### WHAT THE EXERCISE ASKS
Among the lines below, take the one holding "PR #354, opened 2020-08-20", the one holding "Thanks for taking", and all lines between them. Set them down exactly.

### RECORDS SHOWN

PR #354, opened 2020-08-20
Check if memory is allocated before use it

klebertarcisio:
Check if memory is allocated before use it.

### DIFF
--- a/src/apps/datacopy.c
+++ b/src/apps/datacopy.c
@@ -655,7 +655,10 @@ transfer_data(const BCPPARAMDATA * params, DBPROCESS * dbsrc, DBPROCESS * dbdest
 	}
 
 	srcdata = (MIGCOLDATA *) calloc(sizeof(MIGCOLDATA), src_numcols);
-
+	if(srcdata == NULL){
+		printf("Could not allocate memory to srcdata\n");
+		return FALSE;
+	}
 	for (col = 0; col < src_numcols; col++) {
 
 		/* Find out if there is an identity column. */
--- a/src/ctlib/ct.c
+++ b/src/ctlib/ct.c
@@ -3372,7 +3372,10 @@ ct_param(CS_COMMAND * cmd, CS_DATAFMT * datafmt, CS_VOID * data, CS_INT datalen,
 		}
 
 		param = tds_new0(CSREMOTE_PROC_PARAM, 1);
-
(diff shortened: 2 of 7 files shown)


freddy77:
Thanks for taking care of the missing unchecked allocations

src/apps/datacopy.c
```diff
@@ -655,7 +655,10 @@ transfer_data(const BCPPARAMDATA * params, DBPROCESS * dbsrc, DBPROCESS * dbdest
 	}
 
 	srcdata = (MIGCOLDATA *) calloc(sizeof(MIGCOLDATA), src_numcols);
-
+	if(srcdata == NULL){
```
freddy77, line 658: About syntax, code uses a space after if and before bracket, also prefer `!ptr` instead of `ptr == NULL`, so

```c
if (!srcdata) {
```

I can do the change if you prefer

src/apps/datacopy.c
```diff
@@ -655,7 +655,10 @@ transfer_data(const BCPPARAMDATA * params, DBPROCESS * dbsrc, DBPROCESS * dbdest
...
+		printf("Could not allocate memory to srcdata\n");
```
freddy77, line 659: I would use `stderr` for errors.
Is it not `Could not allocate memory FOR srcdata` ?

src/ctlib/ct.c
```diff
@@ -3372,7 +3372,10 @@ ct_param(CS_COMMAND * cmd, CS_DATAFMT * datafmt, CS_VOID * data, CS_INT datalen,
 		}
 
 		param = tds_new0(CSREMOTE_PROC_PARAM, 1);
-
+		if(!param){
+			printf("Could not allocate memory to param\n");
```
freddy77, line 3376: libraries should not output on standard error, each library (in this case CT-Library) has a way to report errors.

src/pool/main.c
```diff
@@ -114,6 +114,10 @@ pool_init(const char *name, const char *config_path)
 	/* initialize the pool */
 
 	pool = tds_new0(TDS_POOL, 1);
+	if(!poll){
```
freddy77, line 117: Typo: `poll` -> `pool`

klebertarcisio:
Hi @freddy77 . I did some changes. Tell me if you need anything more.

--

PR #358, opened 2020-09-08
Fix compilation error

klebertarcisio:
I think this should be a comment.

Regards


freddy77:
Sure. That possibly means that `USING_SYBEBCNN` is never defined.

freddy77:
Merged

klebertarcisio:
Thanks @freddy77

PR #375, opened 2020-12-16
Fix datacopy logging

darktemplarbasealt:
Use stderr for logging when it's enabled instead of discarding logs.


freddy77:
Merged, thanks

### RESPONSE BELOW
PR #354, opened 2020-08-20
Check if memory is allocated before use it

klebertarcisio:
Check if memory is allocated before use it.

### DIFF
--- a/src/apps/datacopy.c
+++ b/src/apps/datacopy.c
@@ -655,7 +655,10 @@ transfer_data(const BCPPARAMDATA * params, DBPROCESS * dbsrc, DBPROCESS * dbdest
 	}
 
 	srcdata = (MIGCOLDATA *) calloc(sizeof(MIGCOLDATA), src_numcols);
-
+	if(srcdata == NULL){
+		printf("Could not allocate memory to srcdata\n");
+		return FALSE;
+	}
 	for (col = 0; col < src_numcols; col++) {
 
 		/* Find out if there is an identity column. */
--- a/src/ctlib/ct.c
+++ b/src/ctlib/ct.c
@@ -3372,7 +3372,10 @@ ct_param(CS_COMMAND * cmd, CS_DATAFMT * datafmt, CS_VOID * data, CS_INT datalen,
 		}
 
 		param = tds_new0(CSREMOTE_PROC_PARAM, 1);
-
(diff shortened: 2 of 7 files shown)


freddy77:
Thanks for taking care of the missing unchecked allocations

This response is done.